To receive the password to view this workshop please send a message to mapacademy@unl.edu.

The Nebraska Academy for Methodology, Analytics and Psychometrics invites you to view a workshop guided by David Kaplan, the Patricia Busk Professor of Quantitative Methods in the Department of Educational Psychology at the University of Wisconsin–Madison. 

Workshop Description

Bayesian statistics has long been overlooked in the quantitative methods training for education. Typically, the only introduction that a student might have to Bayesian ideas is a brief overview of Bayes' theorem while studying probability in an introductory statistics class. This is not surprising. First, until recently, it was not feasible to conduct statistical modeling from a Bayesian perspective because of its complexity and lack of available software. Second, Bayesian statistics represents a powerful alternative to frequentist (classical) statistics and is therefore controversial.

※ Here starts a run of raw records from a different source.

Issue #2639, opened 2023-07-25
v6 is incompatible with `@pulumi/aws` and `@pulumi/aws-apigateway`


lukehoban:
It appears that some of the breaking changes in v6 lead to very unfortunate incompatibility with some of our most popular libraries.

For example - updating https://github.com/pulumi/examples/blob/master/aws-apigateway-ts-routes/index.ts to use `@pulumi/aws` v6 leads to errors like the following:

```
Type 'CallbackFunction<unknown, { statusCode: number; body: string; }>' is not assignable to type 'Input<Function> | undefined'.
  Type 'CallbackFunction<unknown, { statusCode: number; body: string; }>' is not assignable to type 'Function'.
    Types of property 'roleInstance' are incompatible.
      Type 'import("/Users/lukehoban/go/src/github.com/pulumi/examples/aws-apigateway-ts-routes/node_modules/@pulumi/aws/iam/role").Role | undefined' is not assignable to type 'import("/Users/lukehoban/go/src/github.com/pulumi/examples/aws-apigateway-ts-routes/node_modules/@pulumi/aws-apigateway/node_modules/@pulumi/aws/iam/role").Role | undefined'.
        Property 'roleLastUseds' is missing in type 'import("/Users/lukehoban/go/src/github.com/pulumi/examples/aws-apigateway-ts-routes/node_modules/@pulumi/aws/iam/role").Role' but required in type 'import("/Users/lukehoban/go/src/github.com/pulumi/examples/aws-apigateway-ts-routes/node_modules/@pulumi/aws-apigateway/node_modules/@pulumi/aws/iam/role").Role'.
```

That is - the v6 instance of `aws.lambda.Function` can not be passed to the MLCs expected v5 version of `aws.lambda.Function`.

This appears to be because of a confluence of two things:
1. The `roleLastUseds` property of `aws.iam.Role` was removed by upstream as a breaking change: https://github.com/hashicorp/terraform-provider-aws/blob/main/CHANGELOG.md#510-june--1-2023
2. The `aws.lambda.Function` type has, by a weird mechanism, a `roleInstance: aws.iam.Role` as a property.

This prevents passing a v6 `Function` to something expecting a v5 `Function`.

I think there are two potential fixes:
[...]

PR #2645, opened 2023-07-26
Move field `roleInstance` from `Function` to `CallbackFunction`

iwahbe:
Fixes https://github.com/pulumi/pulumi-aws/issues/2639

This actually makes the mixin more self-contained, since we previously added a field to a normal pulumi resource, making TS's `lambda.Function` different then Go's `lambda.Function`. With this change, `lambda.Function` is the same in all languages.

--- 
https://github.com/pulumi/pulumi-aws/pull/2645/commits/2c09c53a812078047021ad9eb01d54218ed52b01: `serverless.Function` has been deprecated in favor of `lambda.CallbackFunction` since 2018 (https://github.com/pulumi/pulumi-aws/pull/327). Since it depends on the removed functionality, I have bundled its removal.


thomas11 (commented):
Looks like some tests need to be updated after the change. How disruptive will this be for existing `Function` users? I know we can make breaking changes for v6 but is it an easy source code update?

iwahbe:
> Looks like some tests need to be updated after the change. How disruptive will this be for existing `Function` users? I know we can make breaking changes for v6 but is it an easy source code update?

It should be an easy update. `roleInstance` was always `undefined` on all `lambda.Function`s except `lambda.CallbackFunction`, so the user is not loosing access to any data. Because this is TS with progressive typing, even if you had a collection of `lambda.Function`, you could always check ` if ('roleInstance' in f) { // then...` to recover old information.

thomas11 (approved):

Recently however, there has been great interest in the application of Bayesian statistical methods, mostly due to the availability of powerful (and free) statistical software tools that now make it possible to estimate simple or complex models from a Bayesian perspective. 

The orientation of this short course is to introduce practicing education scientists to the basic elements of Bayesian statistics and to show why the Bayesian perspective provides a powerful alternative to the frequentist perspective. It is assumed that students of the short course will have a background in basic statistical methods up to, and including, regression analysis. 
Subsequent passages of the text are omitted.